Maximum size of samples (MB)
Define the maximum size of samples to be scanned.
Allow the below network prerequisites in your firewall for ESET Endpoint Antivirus for Linux to work correctly: •For correct operation of ESET LiveGrid® see the Knowledgebase article •For correct operation of ESET LiveGrid® feedback system (submission of samples) see the Knowledgebase article |
ESET LiveGuard Advanced
ESET LiveGuard Advanced is a paid service provided by ESET. Its purpose is to add a layer of protection specifically designed to mitigate new threats in the world.
Availability The service is available only if ESET Endpoint Antivirus for Linux version 8.1 or later is managed remotely. Depending on the proactive protection settings of ESET LiveGuard Advanced, a file submitted for analysis might be blocked from execution until a result is received. Such blocking is accompanied by a message of "Operation not permitted" or a similar message. |
To see the status of ESET LiveGuard Advanced service in your instance of EEAU, execute one of the following commands in a Terminal window as a privileged user:
/opt/eset/eea/lib/cloud -l
or
/opt/eset/eea/lib/cloud --liveguard-status
To enable the service in EEAU:
1.In ESET PROTECT, click Policies > New policy and type a name for the policy.

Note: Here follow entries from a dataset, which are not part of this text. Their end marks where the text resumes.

PR #1744, opened 2024-11-13
Add Missing Ceiling Bomb Jumps and G-Mode Open Green Gates

### LINKED ISSUE #1225: Add ceiling bomb jump strats
The tech video for canCeilingBombJump shows an application in Crocomire's Room, but there's no strat for this in logic. Probably there are other places too where it could be added.

kjbranch:
This should close #1225


region/norfair/east/Spiky Acid Snakes Tunnel.json
```diff
@@ -339,6 +339,14 @@
         "Delay the damage boost from the spikes slightly in order to rise above the lava before moving."
       ]
     },
+    {
+      "link": [1, 2],
+      "name": "Ceiling Bomb Jump Over Spikes",
+      "requires": [
+        "h_heatProof",
+        "canLongCeilingBombJump"
```
osse101, line 347: This has a sloped ceiling on both sides, so it would take diagonal bomb jumping into returning to neutral and staggered IBJ before the longCIBJ

region/norfair/east/Double Chamber.json
```diff
@@ -1298,6 +1298,14 @@
         "Climb the left wall while avoiding falling onto the spikes or through the crumble blocks. The ledge is the same size of that in writg."
       ]
     },
+    {
+      "link": [3, 4],
+      "name": "Ceiling Bomb Jump Over Spikes",
+      "requires": [
+        "h_heatProof",
+        "canCeilingBombJump"
```
osse101, line 1306: sloped ceiling, so a sinking diagonal bomb jump would be the way to do this

region/norfair/east/Spiky Acid Snakes Tunnel.json
kjbranch: Maddo was testing ceiling bomb jump on gentle up slopes and horizontal ceilings and said they felt the same. He didn't try for long, and never finished crossing the room, so they could be a bit different: https://videos.maprando.com/video/1246

I then tested it on gentle down, and got it to work for about 2 tiles before I would fail, so I know it's doable there, but I have no idea how it compares to horizontal. Instead, it looks like an unmorph reset fall speed works here. 

I didn't think DIBJ into IBJ was something we wanted to include, or there would be a couple more uses (i.e. R to L Crateria Supers)

region/brinstar/blue/Blue Brinstar Boulder Room.json
```diff
@@ -775,6 +775,21 @@
         "This strat is easily bypassed by jumping through the door, or if the door can be opened."
       ]
     },
+    {
+      "link": [3, 1],
+      "name": "Bomb Boost Water Escape Into IBJ",
+      "requires": [
+        "canBombJumpWaterEscape",
+        "canJumpIntoIBJ",
+        "h_canUnderwaterCrouchJump",
```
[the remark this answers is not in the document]
kjbranch: I never got it without the crouch, but if it's not required I will remove it. I was planning on using that helper everywhere you crouch in water. Would you like it renamed somehow to not feel like it's different from a normal crouch jump most of the time?

region/norfair/east/Spiky Acid Snakes Tunnel.json
osse101: I tried this out, and you can CIBJ up gentle slopes, so I learned something.  I had too much trouble getting a CIBJ going for the downslope but you can reach the ledge with an unmorph like you said.

DIBJ into IBJ looks like you could get good enough to react to getting the right pixel, but I couldn't read that well enough.  So it'd be like longCIBJ tier and not a priority.

osse101: And I don't see `1246` as linking to a video

region/brinstar/blue/Blue Brinstar Boulder Room.json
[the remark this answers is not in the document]
osse101: tldr; `h_canUnderwaterCrouchJump` -> `h_canUnderwaterCrouchJumpWithFlashSuit`

Practically speaking the `canBombJumpWaterEscape` always does an underwater crouch jump since it uses a soft-unmorph on the rejump, but you can go out of your way to avoid it here.  The problem right here is that bombjumpwaterescapes have a varying quality to their crouchJumps and it can seem like the helper is referencing that.  Crouch jumps might be missing from other places where you bombJumpWaterEscape but not doing them makes the trick harder.

What the helper is trying to say is that a crouch or straight jump can be done in water with a flash suit without activating it.  Knowing that it is possible to do that is a tech and would be described in a `moveWithFlashSuit` tech making this note a reminder and not the main way to document the skill.  The role of this helper is to show that you need this technique more than applying new requirements to the strat and it is still useful in that way but not much different from being in a note.  Pointless point: you can do this without a straight jump by bombing into the wall to start your IBJ.

`h_canUnderwaterCrouchJumpWithFlashSuit` is ugly long but
- it only works in water physics
- only applies to straight jumps and a crouch jump is more generally useful
- has the specific purpose of avoiding `{noFlashSuit}`

region/norfair/east/Double Chamber.json
osse101: It actually looks too far for the DIBJ I was thinking of

region/norfair/east/Spiky Acid Snakes Tunnel.json
kjbranch: Ah, looks like it's listed as a disabled video, since the CIBJ failed part was through and fell. With that link you can then filter to disabled videos and it will show.

kjbranch:
I will make a new PR tomorrow making the `h_canUnderwaterCrouchJumpWithFlashSuit`

PR #1750, opened 2024-11-14
PCJR shinesparks

blkerby:
This is mostly adding strats for sparking through the left door of PCJR, with a few other refinements/fixes. This also adds strats for sparking diagonally to the top-left, using less energy than the horizontal spark currently in logic.

In Landing Site, I noticed that strats that went through the open left door were implicitly requiring unlocking the door a second time, so that is also fixed here.

As usual, videos for all the new stuff are on https://videos.maprando.com

### DIFF
--- a/region/norfair/crocomire/Post Crocomire Jump Room.json
+++ b/region/norfair/crocomire/Post Crocomire Jump Room.json
@@ -72,6 +72,11 @@
       "name": "G-Mode Morph Direct",
       "obstacleType": "abstract",
       "note": "Samus enters the room in direct G-Mode with artificial morph, in order to be able to remote acquire the item."
+    },
+    {
+      "id": "E",
+      "name": "Left door open",
+      "obstacleType": "inanimate"
     }
   ],
   "enemies": [
@@ -159,6 +164,14 @@
         "h_canCrystalFlash"
       ],
       "flashSuitChecked": true
+    },
+    {
+      "link": [1, 1],
+      "name": "Open Door",
+      "requires": [
+        {"doorUnlockedAtNode": 1}
+      ],
+      "clearsObstacles": ["E"]
     },
     {
       "id": 3,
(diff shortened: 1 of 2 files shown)


region/norfair/crocomire/Post Crocomire Jump Room.json
```diff
@@ -503,13 +532,104 @@
...
+      "name": "Leave With Spark (Short Speedy HiJump)",
+      "requires": [
+        "HiJump",
+        {"obstaclesCleared": ["B", "E"]},
+        {"canShineCharge": {
+          "usedTiles": 32,
+          "gentleDownTiles": 6,
+          "openEnd": 1
+        }},
+        "canShinechargeMovementComplex",
```
osse101, line 600: blind shinespark
fairly ok for very hard 🤷

region/norfair/crocomire/Post Crocomire Jump Room.json
```diff
@@ -503,13 +532,104 @@
...
+          "position": "bottom"
+        }
+      },
+      "unlocksDoors": [
+        {
+          "types": ["ammo"],
+          "requires": [],
+          "useImplicitRequires": false
+        }
+      ]
```
osse101, line 587:
```suggestion
      ],
      "note": [
        "After storing a shinespark, start running from the left side of the vertical door and jump so that a shinespark at the apex of the jump will approximately align with the top of the far door."
      ]
```

blkerby: In this strat the PB blocks may be intact, so you wouldn't be able to start that far right. Was this note maybe intended for the "Long Speedy Jump" version?

osse101: Yes sorry, this note would go with the long runway strat.

This short runway strat lines up well on its own but has some 🤔 aspects: jumping right near the end of the jump to have enough speed for jump height, and waiting until just before the shinespark frames expire.  But there are visual cues for both that are good enough.

PR #1753, opened 2024-11-14
Reserve Pause Abuse: Remaining Maridia

kjbranch:
Relies on #1731 for `canControlShinesparkEnd`

### DIFF
--- a/region/maridia/inner-pink/Draygon's Room.json
+++ b/region/maridia/inner-pink/Draygon's Room.json
@@ -246,19 +246,36 @@
           "usedTiles": 22,
           "openEnd": 0
         }},
-        {"enemyDamage": {
-          "enemy": "Draygon",
-          "type": "contact",
-          "hits": 2
-        }},
         {"or": [
-          "HiJump",
+          "Morph",
           {"enemyDamage": {
             "enemy": "Draygon",
             "type": "contact",
             "hits": 1
           }}
         ]},
+        {"or": [
+          "canTrickyJump",
+          {"enemyDamage": {
+            "enemy": "Draygon",
+            "type": "contact",
+            "hits": 1
+          }}
+        ]},
+        {"or": [
+          "HiJump",
+          {"enemyDamage": {
+            "enemy": "Draygon",
+            "type": "contact",
+            "hits": 1
+          }},
+          "h_pauseAbuseMinimalReserveRefill"
+        ]},
+        {"enemyDamage": {
+          "enemy": "Draygon",
+          "type": "contact",
+          "hits": 1
+        }},
         {"shinespark": {"frames": 150}}
       ],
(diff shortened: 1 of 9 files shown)


region/maridia/inner-yellow/Plasma Spark Room.json
```diff
@@ -323,7 +323,8 @@
               "Charge+Wave",
               "Charge+Spazer"
             ]
-          }}
+          }},
+          "h_pauseAbuseMinimalReserveRefill"
```
osse101, line 327: It may be that `{shinespark}` has to be ordered after this.  
It would have been somewhat wrong listing the shinespark before enemyDamage as it was.

region/maridia/inner-pink/Draygon's Room.json
```diff
@@ -246,19 +246,36 @@
...
           }}
         ]},
+        {"or": [
+          "HiJump",
+          {"enemyDamage": {
+            "enemy": "Draygon",
+            "type": "contact",
+            "hits": 1
+          }},
+          "h_pauseAbuseMinimalReserveRefill"
```
osse101, line 272: I don't think these is practical since you need high RegularEnergy throughout the fight to shinespark.  Pauseabusing can be used in other strats to walk through Draygon after a goop instead of dodging, or to escape a grab, and a morphless suitless doesn't sound impossible with it.

osse101 (commented):
My vague idea of the draygon fight is
- 1 hit on the killing shinespark
- 1 hit when she is close to a wall since you are aiming for goop patterns and it is hard to time OR you are blind sparking swoops and need more leniency
- 1 leniency for Very Hard because it is very easy to fumble the spark, or get hit while trying to short charge
- And HiJump improves damage effeciency so it is easier to finish in 3 sparks.  A low health Draygon is when things get out of control.

kjbranch:
After sparking into Draygon, he cornered me, and my options to escape were Gravity + HiJump, Morph, or pause abuse. Then I take another hit at the end of the fight. I was thinking the pause abuse would only be useful if you also have enough in reserves to then take another contact hit at the end of the kill, but I wasn't thinking about the Shinespark frames as well. I think I'll remove the pause abuse to reduce a hit.

region/maridia/inner-yellow/Plasma Spark Room.json
kjbranch: Good catch. I bet there are a lot of these problems in the project. I wonder if it would be possible to search for all strats that take damage and spark - then i could look through and verify them.

kjbranch:
I tried to follow your feedback on Dragon Shinespark kill, but I'm not sure if I got it exactly right. Let me know what you think

osse101 (approved):

PR #1754, opened 2024-11-14
Beta Power Bomb Room: in-room Speed Kill

dragonsinth:


region/brinstar/red/Beta Power Bomb Room.json
```diff
@@ -305,6 +305,28 @@
...
+              "openEnd": 0
+            }
+          }
+        ]}
+      ],
+      "clearsObstacles": ["A"],
+      "note": [
+        "Manipulate the Sidehoppers to a wall and synchronize their jumps.",
+        "Roll away just as they jump towards Samus to the opposite wall.",
+        "Shinecharge to the right, and jump into the Sidehoopers when Samus acquires blue speed."
```
dragonsinth, line 327:
```suggestion
        "Shinecharge towards the Sidehoopers, jumping into them when Samus acquires blue speed."
```

kjbranch (commented):
I dont think this is useful. If you have morph and the skill to get a 16 tile shortcharge, you can just kill the hoppers.

dragonsinth:
Fair. It's probably more than 16 tho, my shortcharges are ok but not wonderful (I don't stutter).

region/brinstar/red/Beta Power Bomb Room.json
```diff
@@ -305,6 +305,28 @@
...
+          "Morph",
+          "canCameraManip",
+          {
+            "canShineCharge": {
+              "usedTiles": 16,
+              "openEnd": 0
+            }
+          }
+        ]}
+      ],
```
osse101, line 322:
```suggestion
        "Morph",
        "canCameraManip",
        {
          "canShineCharge": {
            "usedTiles": 16,
            "openEnd": 0
          }
        }
      ],
```

osse101 (commented):
I don't see how you synchronize the hoppers.  I can do the strat but it doesn't feel safe.  I'd rather keep 2 against the wall and kill whichever one follows me with power beam and then speed kill the remaining.  But that is most of the way towards killing all of them with beam shots.

region/brinstar/red/Beta Power Bomb Room.json
dragonsinth: oops yeah

dragonsinth:
Maybe we should scrap this in favor of a comeInShineCharging based strat?  What would that look like?

dragonsinth:
Gonna close this for now.

PR #1757, opened 2024-11-15
Reserve Pause Abuse WS, Tourian

kjbranch:
Only going for high hitting enemies. Most enemies here are pretty low damage.
Skipped all of the blue hopper hits that are taken to open the left door with a PB or missiles

### DIFF
--- a/region/tourian/main/Blue Hopper Room.json
+++ b/region/tourian/main/Blue Hopper Room.json
@@ -347,11 +347,14 @@
       "link": [1, 2],
       "name": "Take the Damage",
       "requires": [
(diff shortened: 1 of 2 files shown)


region/tourian/main/Blue Hopper Room.json
```diff
@@ -472,11 +475,14 @@
       },
       "requires": [
         "canShinechargeMovementTricky",
```
kjbranch, line 477: Thinking this should be fine? It might require a few more shinecharge frames though. There was a [2, 1] requiring 160 frames, so I left it off there.

PR #1762, opened 2024-11-17
Screw Attack Room shinecharges

blkerby:
This overhauls the shinecharge/shinespark strats in this room, removing the obstacle "C" in favor of the newer `startsWithShineCharge`/`endsWithShineCharge` strat properties used in The Moat. This allows us to express many more strats that collect the item while holding a shinecharge, as well as more ways of using the shinecharge afterward.

As part of this, I got rid of the notable "Descent and Shinespark Escape". It seemed maybe unnecessary now that we have `canShinechargeMovementTricky` and shinecharge frame leniency to express the strat difficulties. There are many different possible difficulties depending on the combination of strats used here (ranging from Very Hard to Extreme), and not all of them involve a descent since you can also enter shinecharged/shinecharging from the left door.

### DIFF
--- a/region/lowernorfair/west/Screw Attack Room.json
+++ b/region/lowernorfair/west/Screw Attack Room.json
@@ -68,11 +68,6 @@
       "id": "B",
       "name": "Bottom Bomb Blocks",
       "obstacleType": "inanimate"
-    },
-    {
-      "id": "C",
-      "name": "Shinecharge from Above",
-      "obstacleType": "abstract"
     }
   ],
   "enemies": [],
@@ -160,7 +155,6 @@
       "link": [1, 1],
       "name": "Crystal Flash",
       "requires": [
-        {"obstaclesNotCleared": ["C"]},
         {"heatFrames": 10},
         "h_canHeatedCrystalFlash",
         {"heatFrames": 10}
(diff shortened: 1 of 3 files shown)


region/lowernorfair/west/Screw Attack Room.json
```diff
@@ -968,45 +1456,207 @@
...
+      "link": [3, 2],
+      "name": "Come In Shinecharging, Leave With Spark",
+      "entranceCondition": {
+        "comeInShinecharging": {
+          "length": 3,
+          "openEnd": 1
+        }
+      },
+      "requires": [
+        "canShinechargeMovementComplex",
```
osse101, line 1552: The difficulty depends on your run speed.  Its mostly a problem because you are coming through a door.  Continuing to fall to B is ShinechargeMovementTricky, but I find this 1 tile break to be only annoying.

region/lowernorfair/west/Screw Attack Room.json
```diff
@@ -968,45 +1456,207 @@
...
+          "requires": [
+            "never"
+          ]
+        }
+      ]
+    },
+    {
+      "id": 39,
+      "link": [3, 2],
+      "name": "Reset Fall Speed (Quick Shot)",
```
osse101, line 1484: This works well with comeInShinecharging strats.

region/lowernorfair/west/Screw Attack Room.json
```diff
@@ -1094,43 +1744,122 @@
...
+    {
+      "link": [3, 4],
+      "name": "Come In Shinecharged, End Shinecharged (Screw Attack)",
+      "entranceCondition": {
+        "comeInShinecharged": {
+          "framesRequired": 140
+        }
+      },
+      "requires": [
+        "canShinechargeMovementTricky",
```
osse101, line 1833:
```suggestion
        "canShinechargeMovementTricky",
        "ScrewAttack",
```

region/lowernorfair/west/Screw Attack Room.json
```diff
@@ -1270,33 +2072,124 @@
           ]
         }
       ],
-      "note": "Diagonally shinespark towards the middle door.",
-      "devNote": [
-        "Obstacle C is indicating that Samus has a shinecharge ready to be used.",
-        "Useful only if you cannot reach the door at 2."
+      "note": "Diagonally shinespark towards the middle door."
```
osse101, line 2075: You climb up and horizontal spark here.

region/lowernorfair/west/Screw Attack Room.json
```diff
@@ -1246,18 +1975,91 @@
         {"heatFrames": 60}
       ]
     },
+    {
+      "link": [4, 1],
+      "name": "Start Shinecharged, Leave Shinecharged",
+      "startsWithShineCharge": true,
+      "requires": [
+        "canShinechargeMovementTricky",
```
osse101, line 1983: Why tricky?

region/lowernorfair/west/Screw Attack Room.json
```diff
@@ -1270,33 +2072,124 @@
...
+    {
+      "link": [4, 2],
+      "name": "Start Shinecharged, Leave Shinecharged (HiJump)",
+      "startsWithShineCharge": true,
+      "requires": [
+        "HiJump",
+        "canShinechargeMovementComplex",
+        {"or": [
+          "ScrewAttack",
+          {"obstaclesCleared": ["B"]}
```
osse101, line 2152: Is it possible for B to be broken?

region/lowernorfair/west/Screw Attack Room.json
```diff
@@ -1094,43 +1744,122 @@
...
+        {"or": [
+          "canMoonfall",
+          {"and": [
+            {"heatFrames": 5},
+            {"shineChargeFrames": 5}
+          ]}
+        ]}
+      ],
+      "endsWithShineCharge": true,
+      "clearsObstacles": ["B"],
```
osse101, line 1804: Makes sense to not count A as broken

region/lowernorfair/west/Screw Attack Room.json
blkerby: I tried it the other day but wasn't able to make it onto the door ledge that way. I assume I'm missing something

region/lowernorfair/west/Screw Attack Room.json
blkerby: Yeah I saw it's possible to break the one block without sliding off the ledge: https://videos.maprando.com/video/1484. Makes sense that it should be easier at lower run speeds, since you would have more frames where you would be in contact with the bomb block before falling off. I think collision oscillation might play a role too, not sure. Do you think something needs to change in the requirements here?

region/lowernorfair/west/Screw Attack Room.json
blkerby: Yeah, I was thinking about how the doorframe CWJ wouldn't work with only the left blocks broken. We could make a separate obstacle for left vs. right block, but I didn't see a scenario where it would matter

region/lowernorfair/west/Screw Attack Room.json
blkerby: Not sure, I think at one point I had in mind that carrying the shinecharge through the item collection should stay Expert like it was with the notable. I changed my mind but then probably forgot I put these in. Downgraded them to `canShinechargeMovementComplex` now.

region/lowernorfair/west/Screw Attack Room.json
blkerby: Good catch, looks like the note got copy-pasted by mistake, removed it now

region/lowernorfair/west/Screw Attack Room.json
blkerby: The idea was in case you fell through with temporary blue from above. I guess there's not quite enough shinecharge frames remaining, but it's only 5 short so maybe it's conceivable if something changes here later. Also someone might want to add an option someday for longer shinecharge timer (e.g. 240 frames); there would be lots of stuff missing in that case, but I figure no harm in having stuff be more complete where we can

region/lowernorfair/west/Screw Attack Room.json
osse101: It would only be situations where you have forced high run speed entering the room like leaving SpeedBoosterHall. Otherwise the leniency should allow you to control your speed well enough.  So I don't think its a concern.

Leaving SpeedBoosterHall with full room run speed is in Hard with HeroShot, when it should be Very hard right2left and either VH or EXP left2right.

region/lowernorfair/west/Screw Attack Room.json
```diff
@@ -240,19 +234,216 @@
...
+          ]
+        }
+      ]
+    },
+    {
+      "link": [1, 2],
+      "name": "Come In Shinecharged, Leave With Spark (HiJump, Screw Attack)",
+      "entranceCondition": {
+        "comeInShinecharged": {
+          "framesRequired": 110
```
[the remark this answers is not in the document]
blkerby: Yeah, now that we have a `shineChargeFrames` logical requirement, I've been thinking that to simplify things it may make sense to remove `framesRequired` and `framesRemaining` from the schema of `comeInShinecharged` and `leaveShinecharged`, as the way those interact can be a little confusing. In that case, we would want to add a test to ensure that `shineChargeFrames` is not forgotten from the `requires` when using those entrance/exit conditions.

region/lowernorfair/west/Screw Attack Room.json
blkerby: Oh of course, that makes sense. Added a strat now for this. I found it can work well even if you don't slide off the ledge: https://videos.maprando.com/video/1767

When I was trying it before, I was doing it wrong, trying to spin jump and then mid-air morph-unmorph.

PR #2131, opened 2025-07-16
Warehouse Brinstar farms

blkerby:
For Warehouse Kihunter Room, I did separate farm strats for each of the three doors where you can reset the room, because the way you interact with the Kihunters differs so much based on which direction you're coming from.

### DIFF
--- a/region/brinstar/kraid/Warehouse Kihunter Room.json
+++ b/region/brinstar/kraid/Warehouse Kihunter Room.json
@@ -248,6 +248,50 @@
       ]
     },
     {
+      "link": [1, 1],
+      "name": "Kihunter Farm",
+      "requires": [
+        {"resetRoom": {"nodes": [1]}},
+        {"or": [
+          {"and": [
+            "ScrewAttack",
+            {"cycleFrames": 360}
+          ]},
+          {"and": [
+            "Plasma",
+            {"cycleFrames": 360}
+          ]},
+          {"and": [
+            "Wave",
+            {"cycleFrames": 390}
+          ]},
+          {"and": [
+            "Spazer",
+            {"cycleFrames": 390}
+          ]},
+          {"and": [
+            "Ice",
+            "canDodgeWhileShooting",
+            {"cycleFrames": 600}
+          ]},
+          {"and": [
+            "canPseudoScrew",
+            "canTrickyDodgeEnemies",
+            {"cycleFrames": 600}
+          ]},
+          {"and": [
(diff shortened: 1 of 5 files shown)


region/brinstar/kraid/Warehouse Kihunter Room.json
```diff
@@ -373,6 +417,52 @@
...
+          ]},
+          {"and": [
+            "Charge",
+            {"cycleFrames": 780}
+          ]},
+          {"and": [
+            "Ice",
+            {"cycleFrames": 840}
+          ]},
+          {"cycleFrames": 1200}
```
osse101, line 457: - I Think these kill from below strats want canPrepareForNextRoom to manip the first kihunter to not fall right on your head.
- Collecting all of the drops with a slow killing weapon is hard at best.
- canCameraManip helps with hitting the kihunters for some of these

region/brinstar/kraid/Warehouse Kihunter Room.json
```diff
@@ -481,6 +571,49 @@
         "Then continue chaining temporary blue through the door."
       ]
     },
+    {
+      "link": [3, 3],
+      "name": "Kihunter Farm",
+      "requires": [
+        {"resetRoom": {"nodes": [1]}},
```
osse101, line 578:
```suggestion
        {"resetRoom": {"nodes": [3]}},
```

region/brinstar/kraid/Warehouse Kihunter Room.json
blkerby: I didn't have any trouble with the first Kihunter falling down, probably because I wasn't shooting out the shot block fast enough for it to happen. Testing it again, I can see that if you rush to shoot the block as fast as possible, then it does happen. I'm not sure "canPrepareForNextRoom" is needed, since if the player has fast enough movement for it to be a problem, then they can probably be expected to already know or be able to figure out how to avoid it. Added a note about it.

For collecting the drops, I try to spread out the damage rather than focusing on one Kihunter at a time. This way they can all be killed at closer to the same time. It only really seemed to be an issue with Power Beam, added a stronger tech requirement now for this case (canTrickyDodgeEnemies) since it does seem a lot harder to avoid damage while feeling pressure to collect the drops.

I wasn't sure what canCameraManip would mean here?

osse101: I was planting and shooting up through the hole.  Jumping and shooting works better than I thought.

PR #2132, opened 2025-07-16
simpleHeatFrames and simpleCycleFrames

blkerby:
This PR just adds the schema, docs, and a few examples, mostly `simpleHeatFrames` in Speed Booster Hall.

Been wanting to add this for a while. The immediate motivation is that when we get to converting heated farms (e.g. Gamets) into the farm cycle schema, we're going to need this `simpleHeatFrames`, because otherwise the heat multiplier would mess things up too much with being able to get a net positive energy gain.

### DIFF
--- a/region/norfair/east/Speed Booster Hall.json
+++ b/region/norfair/east/Speed Booster Hall.json
@@ -237,6 +237,26 @@
       "clearsObstacles": ["A"]
     },
     {
+      "id": 8,
+      "link": [1, 2],
+      "name": "Speed Run, Leave Shinecharged",
+      "requires": [
+        {"obstaclesNotCleared": ["A"]},
+        "h_shinechargeMaxRunway",
+        {"simpleHeatFrames": 310},
+        {"heatFrames": 40},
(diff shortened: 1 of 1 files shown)


osse101 (commented):
I don't agree with removing `Speed Run and Leave Shinecharged` because leave with runway is a tier higher in difficulty.  The hero shot is probably very hard, but feels harder because it doesn't come up often.  On the other hand storing the shinespark without falling through the crumbles is harder than it seems as well.

blkerby:
> I don't agree with removing `Speed Run and Leave Shinecharged` because leave with runway is a tier higher in difficulty. The hero shot is probably very hard, but feels harder because it doesn't come up often. On the other hand storing the shinespark without falling through the crumbles is harder than it seems as well.

Makes sense, I didn't see the purpose of it and assumed it was just a holdover from an older schema or something. It's true that the leaveShinecharged doesn't require hero shot to open the door, so yeah it can make sense to keep it as a separate strat.

PR #2133, opened 2025-07-17
Aqueduct G-Mode: Second Pass

kjbranch:


osse101 (commented):
13 can freely link to 10
10 can freely link to 12
Everything should already be covered, but they are noticibly similar GMode junctions.

I call the damageless snail moonfalls freefall clips because its not a normalized timing.  These are pretty lenient so with practice it may be extreme level like you had it.

kjbranch:
I'm not sure if 13->10, 10->12 will allow any more strats, but it is nice to add for clarity and in case more strats are found and added in the future. 

I think the freefall clip sounds nice. I hadn't ever worked with that tech before, but it looks like exactly the place for it. The snails are much easier to position and there is no precise freeze timing component, so it is likely easier than other moonfalls, so I would also feel fine if it does get lowered back to Extreme.

PR #2135, opened 2025-07-18
Add canLongXRayClimb tech

blkerby:
The new tech `canLongXRayClimb` distinguishes climbs of length ~2 screens or more. For Map Rando this will help us to put only ~1 screen climbs into Very Hard logic. The idea is that when first learning to X-Ray climb it is nicer to only have to start out with relatively short ones.

For some grapple teleport X-Ray climb strats, this required splitting off a second strat for the 2-screen variant. This is helpful anyway because now we can make the note more specific, telling the player how far to climb.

2.Click Settings and select ESET Endpoint for Linux (V7+) from the drop-down menu.
3.Click Detection engine > Cloud-based protection.
4.Enable Enable ESET LiveGrid® reputation system (recommended), Enable ESET LiveGrid® feedback system, and Enable ESET LiveGuard.
5.To modify the default ESET LiveGuard Advanced settings, click ESET LiveGuard, and adjust the available options. For more information on those ESET LiveGuard settings, see the table with the heading "Section: ESET LiveGuard Advanced" in the ESET LiveGuard Advanced documentation.
6.Click Continue > Assign and select the desired group of computers to which the policy applies.
7.Click OK, and then click Finish.
ESET Status Portal
ESET Status Portal displays the current status of ESET cloud services, scheduled outages and past incidents. If you are experiencing an issue with a supported ESET service and do not see it listed in the Status Portal, contact ESET Technical Support.
Monitoring teams verify potential issues internally, and confirmed incidents are posted and updated manually to maintain high credibility and accuracy. Therefore, they appear on the Status Portal with a slight delay. Incidents with a short duration may not be posted if they are resolved before being manually confirmed.